Inhalt

Ehrenamt während des Studiums

Bastelaktion zum Zirkus. Foto: Leonie Kästner

Martina ist Studentin und seit Jahren darüber hinaus ehrenamtlich tätig. Wie das genau aussieht und wie sich all das organisieren lässt, erfahrt ihr im folgenden Interview.

Wie lange bist du schon ehrenamtliche tätig und in welchem Bereich?

Martina: Ich bin seit 2013 ehrenamtlich in der offenen Kinder- und Jugendarbeit einer Gemeinde tätig.
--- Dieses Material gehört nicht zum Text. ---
PR #6520, opened 2026-07-04
ui: Add intelletto tools for building DE graphs

stevegolton:
Inject the following tools and context injections to allow the agent to build, read and modify DE graphs.

Note 1: For now, these tools are defined in the Intelletto plugin. Keeping all tool calls in this plugin doesn't scale, and plugins in general should register their own tools with the intelletto plugin to expose more functionality to the assistant (or use commands when we adapt them for model use), but this introduces a dependency that transitively enables the intelletto plugin when depended on by an default enabled plugin. I want to avoid default enabling the intelletto plugin while in development, thus we flip the dependency for the DE tools - for now.

Note 2: The tools expect the model to build the DE JSON directly, so we teach it how to understand the JSON schema in the tool descriptions. Once we have Perfetto SQL Next we can transition to this.

Tools:

| Tool | Mutating | What it does |
|------|----------|--------------|
| `get_graph` | no | Returns the active Data Explorer graph as JSON (or `"<empty>"`). For the model to read what the user is exploring. |
| `set_graph` | yes | Replaces the graph with supplied JSON and navigates to the Data Explorer. Structural pre-check → apply → returns per-node runtime errors so the model can iterate. Its description embeds the whole `GRAPH_FORMAT` catalog. |
| `check_graph` | no | Runs the *current* graph against the trace, reports per-node errors, changes nothing. |
| `validate_graph` | no | Dry-runs a *candidate* graph JSON (structural + runtime) without applying it. |

Context injections:

| Id | Kind | What it injects |
|----|------|-----------------|
| `dev.perfetto.DataExplorer#selected_node` | context | The node the user has selected in the query builder: `nodeId`, `type`, `title`, serialized `state`, and output `columns`. Lets the model resolve "this node" / "the selected step" and edit the right one. |

### DIFF
--- a/ui/src/plugins/dev.perfetto.DataExplorer/index.ts
+++ b/ui/src/plugins/dev.perfetto.DataExplorer/index.ts
@@ -14,6 +14,7 @@
 
 import './styles.scss';
 import m from 'mithril';
+import {z} from 'zod';
 import type {PerfettoPlugin} from '../../public/plugin';
 import type {Trace} from '../../public/trace';
 import type {Store} from '../../base/store';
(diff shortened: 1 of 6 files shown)


ui/src/plugins/dev.perfetto.DataExplorer/index.ts
```diff
@@ -77,7 +90,11 @@ function isValidPersistedState(
 
 export default class implements PerfettoPlugin {
   static readonly id = 'dev.perfetto.DataExplorer';
-  static readonly dependencies = [QueryPagePlugin, SqlModulesPlugin];
+  static readonly dependencies = [
+    QueryPagePlugin,
+    SqlModulesPlugin,
+    IntellettoPlugin,
```
stevegolton: Hang on - this will transitively enable the intelletto plugin by default - but we're not ready yet...

I'll think about how to do this.

stevegolton: Flipped the dependency.

LalitMaganti (approved):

Wie bist du zu deiner Stelle gekommen?

Martina: Ich bin durch eine Freundin zu der „Stelle“ gekommen. Eigentlich hatte ich wirklich keine Lust darauf ehrenamtlich zu arbeiten und dann auch noch mit Kindern… Na ja, einmal konnte sie mich dazu überreden, weil das geplante Thema des nächsten Nachmittags Alice im Wunderland war, eines meiner absoluten Lieblingsbücher. Was soll ich sagen, es hat einfach Spaß gemacht, sich dazu einen ganzen Nachmittag auszudenken. Aber was mich wohl wirklich längerfristig dort gehalten hat sind die Menschen. Zum einen besteht das Team, in dem ich arbeite, aus herzlichen und unglaublich offenen Menschen, zum anderen ist die Arbeit mit den Kindern etwas Tolles, man lernt immer wieder neues dazu.

Auf ähnliche Art bin ich auch zu einem anderen Projekt in derselben Gemeinde gekommen, die Geschichte ist fast schon etwas gemein. Ich war bei ebengenannter Freundin zu Besuch, als ihr plötzlich einfiel, dass sie noch eine Besprechung für das Sommerferienprojekt hatte. Da ich ja unmöglich alleine bei ihr zu Hause bleiben konnte, packte sie mich mehr oder minder ein. Kaum dort angekommen, stellte sie mich als ihre Vertretung vor, da sie die Sommerferien in Namibia verbringen würde und ging. Ich stand wohl ziemlich doof da. Aber da ich einige der Mitarbeiter schon aus dem anderen Projekt kannte blieb ich.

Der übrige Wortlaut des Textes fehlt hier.